The park lies in the otherwise dense administrative district of Aomori. It is surrounded to the west, north, and south by office buildings, made primarily up of administrative buildings for the government of Aomori Prefecture. Its boundaries are marked by city streets, though its southern boundary is formed by National Route 4 and National Route 7. These highways have their northern end points at the park, this is detailed on several markers and monuments within the park.

===Design and layout===
Aoimori Park is divided into a relaxation area, an arboretum of local symbolic trees, a playground, a flower garden, and a grass field. The relaxing area features an aquatic garden within a cobblestone plaza with nearby benches and a pergola. A clock tower presides across this area, sitting in a visually prominent location near the western edge of the plaza. The arboretum features trees and flowering plants that are symbolic of each of the municipalities of Aomori Prefecture. A playground near the southwestern corner of the park embodies the "contact" theme.

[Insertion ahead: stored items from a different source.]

Issue #799, opened 2015-08-14
Type.GetTypeInfo() not implemented


dmirmilshteyn:
In particular,
```
The external method 'System.Reflection.TypeInfo GetTypeInfo(System.Type)' of type 'System.Reflection.IntrospectionExtensions' has not been implemented.
```

This makes it particularly annoying as PCL's don't expose extended type information (such as the assembly, declared members, attributes, etc) as part of the standard Type class, and those properties can only be accessed from an instance of TypeInfo. I'm not too sure how to "correctly" implement this, given that it'll likely be deep in the type system used by JSIL... help would be appreciated!

iskiselev:
As workaround for now, your could try select PCL profile that includes Silverlight (if it has enough possibilities for you). All PCL profiles that include Silverlight have full Type class.

iskiselev:
If you want, you could try to implement it yourself in JS files. You need define TypeInfo class and pass Type inside - so that all TypeInfo members will be just proxies to Type members.
Your could also define all TypeInfo/IntrospectionExtensions members in Proxy assembly instead of in JS libraries (probably it is even better option).

dmirmilshteyn:
I'll give it a shot.

To clarify, this is all I would need to do on the proxy side to generate the definition stubs? After that I can just implement all of the methods under ImplementExternals in the JS files? Or should I define all methods and properties in the proxy, and mark them as JSExternal, similar to the TimeSpan proxy?
```csharp
[JSProxy("System.Reflection.TypeInfo", JSProxyMemberPolicy.ReplaceNone, JSProxyAttributePolicy.ReplaceDeclared, JSProxyInterfacePolicy.ReplaceNone, false)]
    [JSStubOnly]
    public class System_TypeInfo
    {
    }
```

iskiselev:
Do you use stubbed or translated BCL?
I suppose that you use stubbed (if you haven't specially created your own .jsilconfig with such settings - you use stubbed). There really will be a problem - as TypeInfo is inside mscorlib and mscorlib is stubbed, even if you provide correct implementation in proxy, it still won't be translated. So, in this case you may still write proxy in Proxies.BCL assembly, than run any test case from \SimpleTestCasesForTranslatedBcl class, then open Tests\Bootstappers\BclBootstrapTranslated.cs.out and copy implementations of TypeInfo/IntrospectionExtensions  to some *.js file that you use.

[...]

PR #813, opened 2015-08-22
Misc. implementations

dmirmilshteyn:
Here is a batch of somewhat-random implementations for missing stuff that I've encountered, as well as a basic verison of TypeInfo (#799)

### DIFF
--- a/JSIL.Libraries/Includes/Core/Reflection/Classes/System.Reflection.Assembly.js
+++ b/JSIL.Libraries/Includes/Core/Reflection/Classes/System.Reflection.Assembly.js
@@ -122,9 +122,17 @@
   );
 
   $.Method({ Static: false, Public: true }, "get_DefinedTypes",
-    (new JSIL.MethodSignature($jsilcore.TypeRef("System.IEnumerable", [$jsilcore.TypeRef("System.Type")]), [], [])),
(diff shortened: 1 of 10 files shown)


kg:
Looks good. If tests pass I'll merge it. Thanks!

dmirmilshteyn:
Guess I didn't test thoroughly enough for the DefinedTypes/IsAssignableFrom implementation. JSIL.GetTypesFromAssembly returns types that are not initialized (__TypeInitialized__ is false). I'm guessing that type initialization is what sets the value of __AssignableTypes__, which is null if used directly from Assembly.DefinedTypes and breaks IsAssignableFrom. Should I check if they have been initialized, and if they haven't, call JSIL.InitializeType on them?

kg:
A type should automatically get initialized before you have access to it. It's fine to call InitializeType on a single type object if you need it to be initialized (like to have that AssignableTypes table). Just don't batch call it on a bunch of types.

For the record, InitializeType runs the static constructor(s).

dmirmilshteyn:
Alright, that should be it!

kg:
This has a bunch of conflicts, probably because I waited too long to merge it. ;-(

dmirmilshteyn:
I'll make a new PR. Merging this with the newly split files will be tricky.

PR #814, opened 2015-08-23
Build improvements

iskiselev:
1. Created NoXNA platform in JSIL.sln (with disabled build of XNA-dependent projects).
2. JSIL_NoXNA.sln and JSIL_NoXNA_NoLibraries.sln deleted - users may use JSIL.sln with NoXNA platform instead.
3. Grunt changed to Gulp.
4. Error in building JSIL.Libraries now will fail build with readable error in log.
5. Removed NuGet dependencies to MSBuild.NodeJs, MSBuild.Npm, MSBuild.Grunt, MSBuild.Gulp and targets from them was copied to JSIL.Libraries\Targets
6. MSBuild/NodeJs integration targets now compatible with Unix build. For now user on Unix still need installed NodeJs/Npm and store path to nodejs in NODEJS environment variable.
7. Clean up of CI integration script - no separate NodeJs task processing anymore, xbuild used instead.


iskiselev:
8. Don't copy NUnit.VisualStudio.TestAdapter and dependecies on Unix, as they breaks test runner on Mono. CI script clean up.

iskiselev:
Added small unrelated to this PR change: provide correct link for failed Translated/Stubbed test, so add EnvironmentVariables/AdditionalFilesToLoad information in link.

iskiselev:
Main improvement here is (3): Error in building JSIL.Libraries now will fail build with readable error in log.
This is why I worked on it, as before errors in processing JSIL.Libraries was just muted.

Issue #812, opened 2015-08-22
BaseType for numeric types


iskiselev:
Currently BaseType for numeric types returns JS String/Number/Boolean, but should return System.ValueType.
I've already fixed it, will do PR later.
This issue is a little bit connected with #427.

Issue #754, opened 2015-07-17
Object check for raw types.


iskiselev:
Is Object check for raw js types (int, string) used by JSIL returns false. Here is test case:
```
using System;
using System.Collections.Generic;
using System.Dynamic;
using System.Linq;

public static class Program
{
    public static void Main(string[] args)
    {
        IsType<object>("qwerty");
        IsType<object>(1);
        IsType<object>(new object());
    }

    public static void IsType<T>(object obj)
    {
        Console.Write(obj is T ? "true" : "false");
    }
}
```

iskiselev:
Really we should do the same for boolean. Will do PR later.

iskiselev:
Really it is duplicate of  #413, but there is more common discussion.

PR #816, opened 2015-08-24
Numeric fixes

iskiselev:
Fixed object check for boolean (#754) and base type for numeric types (#812).

### DIFF
--- a/JSIL.Libraries/Sources/JSIL.Core.Types.js
+++ b/JSIL.Libraries/Sources/JSIL.Core.Types.js
@@ -16,7 +16,7 @@ JSIL.ImplementExternals("System.Object", function ($) {
   $.RawMethod(true, "CheckType",
     function (value) {
       var type = typeof (value); 
-      return (type=== "object" || type === "number" || type === "string");
+      return (type=== "object" || type === "number" || type === "string" || type === "boolean");
     }
   );
 
--- a/JSIL.Libraries/Sources/JSIL.Core.js
+++ b/JSIL.Libraries/Sources/JSIL.Core.js
@@ -302,8 +302,12 @@ JSIL.$GetSpecialType = function (name) {
   JSIL.TypeObjectPrototype.get_Assembly = function() { 
     return this.__Context__.__Assembly__; 
   };
-  JSIL.TypeObjectPrototype.get_BaseType = function() { 
-    return this.__BaseType__; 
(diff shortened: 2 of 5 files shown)


JSIL.Libraries/Sources/JSIL.Core.js
```diff
@@ -302,8 +302,12 @@ JSIL.$GetSpecialType = function (name) {
...
     return this.__Context__.__Assembly__; 
   };
-  JSIL.TypeObjectPrototype.get_BaseType = function() { 
-    return this.__BaseType__; 
+  JSIL.TypeObjectPrototype.get_BaseType = function () {
+    if (typeof (this.__BaseType__) !== "function")
+      return this.__BaseType__;
+
+    // Workaround for numeric types
+    return $jsilcore.System.ValueType.__Type__;
```
iskiselev: As I know, BaseType could be function (instead of correct Type object) only for numeric types. Probably here should be some more specific check.

JSIL.Libraries/Sources/JSIL.Core.Types.js
```diff
@@ -16,7 +16,7 @@ JSIL.ImplementExternals("System.Object", function ($) {
   $.RawMethod(true, "CheckType",
     function (value) {
       var type = typeof (value); 
-      return (type=== "object" || type === "number" || type === "string");
```
kg: Maybe we should just make this 'return true' :-)

JSIL.Libraries/Sources/JSIL.Core.js
kg: I'm inclined to say that we should never use JS types as basetypes anymore.

JSIL.Libraries/Sources/JSIL.Core.Types.js
iskiselev: Probably we should not return true for `undefined`. Also we should implement Object methods for raw JS object for it.

kg:
Crash after merging on travis... weird

https://travis-ci.org/sq/JSIL/jobs/77078965

iskiselev:
It crashes sometimes. Just run once again if it has crashed :(

kg:
Yeah, just got an assert in mono sgen. Maybe we should file a bug...

iskiselev:
Really I've no ideas how to get some additional info for filling bug report. Pretty sure, that native stack trace will be not enough.

PR #819, opened 2015-08-25
Reflection additions

iskiselev:
1. Added System.Reflection.TypeInfo, System.RuntimeType derived from it now.
2. typeof(T).GetType() returns typeof(System.RuntimeType)
3. JSIL.GetMemberAttributes inherit support for MethodInfo.
4. GetConstructors always use DeclaredOnly internally (test added).
5. MemberInfo.IsDefined impelemented.
6. PropertyInfo GetValue/SetValue.
7. Type.IsClass implemented.

### DIFF
--- a/JSIL.Libraries/Includes/Core/Reflection/Classes/System.Type.js
+++ b/JSIL.Libraries/Includes/Core/Reflection/Classes/System.Type.js
@@ -464,13 +464,6 @@
       }
     );
 
-    $.Method({ Public: true, Static: false }, "GetType",
-      new JSIL.MethodSignature($.Type, []),
-      function () {
-        return $jsilcore.System.Type.__Type__;
-      }
-    );
-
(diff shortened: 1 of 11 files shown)


JSIL.Libraries/Includes/Core/Reflection/Classes/System.Type.js
```diff
@@ -328,7 +335,7 @@
           $jsilcore.TypeRef("System.Array", [$jsilcore.TypeRef("System.Reflection.ParameterModifier")])
       ], []),
       function GetConstructor(bindingAttr, binder, callConvention, types, modifiers) {
-        return getConstructorImpl(this, bindingAttr, types);
+        return getConstructorImpl(this, bindingAttr | System.Reflection.BindingFlags.DeclaredOnly, types);
```
kg: The bitwise or operator on enums in JSIL doesn't necessarily do what you want, since it produces an int. This is probably fine, though...

PR #829, opened 2015-08-27
Translated scripts should contain BOM at the beginning.

iskiselev:
Small fix to preserve BOM.


kg:
I'm actually getting failures running the generated scripts in Chrome because it's choking on the BOM. It looks like the problem is that the BOM comes after the comment header.

Does this PR fix that?

kg:
Looks like it does. Thanks.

In addition to these features, the park is home to a 7-Eleven convenience store that sits in the northwestern corner of the park. Its parking lot is utilized during the annual Aomori Nebuta Matsuri and other special events, such as being a stop during the 2020 Summer Olympics torch relay.

==History==
The planning process of the park began on 24 July 1982. It was first envisioned by planners as a 1.3 ha urban park on the former site of the Aomori Prefectural Central Hospital. The park partially opened on 1 June 1985, with only 0.9 ha of it being completed. On 19 November of the same year, planners decided to revise the initial plans for the park, expanding it to 1.6 ha. The park was fully opened according to the revised plans on 3 July 1987. Further expansion to the park was planned on 10 March 1992. The expansion was completed on 22 December 1994, bringing the park to its current size of 1.8 ha. The 7-Eleven convenience store was added to the park on 7 July 2016 with the intended purpose of benefiting the surrounding elderly community.